Another person answered Begich's question about why so many veterans (1.3 million or so) did not claim their health insurance. He said he was a vet but he was self-sufficient and didn't want anything from the government. He didn't have health insurance and didn't need it. He was self sufficient.
But we know he's one of the people who we will all pay for if he does have a serious health problem. My son's overnight stay at the Stanford University Hospital after he was hit by a car in May was billed at $40,000! Fortunately, not only does my son have health insurance, but the driver was also insured. (We also learned through this that the hospital bill is just the beginning of a negotiation and that the insurance company will pay a lot less. But if you don't have attorneys on your side, you might not get the bill lowered.)

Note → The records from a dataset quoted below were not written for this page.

PR #129, opened 2026-08-16
feat: add Sarvam AI provider support

yablokolabs:
## Summary

Adds first-class [Sarvam AI](https://www.sarvam.ai) provider support, routed through the existing OpenAI-compatible `OpenAiProvider` — the same pattern as every other compat provider.

## Changes

| File | Change |
|---|---|
| `src/config/llm-config.ts` | Add `sarvam` to `PROVIDER_KINDS` so `kind: "sarvam"` entries validate |
| `src/llm/provider/registry/register-built-in-providers.ts` | Register the `sarvam` provider kind (OpenAI-compatible transport, vision defaulted off, parallel tools on) |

While I do believe that no massive change in policy can be done without loopholes, without someone slipping in a great benefit for their clients, and without immunity from human error or greed, that the health care system we currently have has to be changed and what Obama is trying to do will result in a better system than what we have.
So, yes, there are some legitimate issues for people to raise with the bill - both people from the left and the right. Small businesses have real concerns. Large business has real concerns. A part of General Motors' problems had to do with health care for retirees and current employees. Those are expenses GM's foreign competitors don't have to worry about because their employees are covered by national health care plans.
But I also heard people last night who were talking nonsense. Their issues were non-issues. Their research would appear to be Fox News.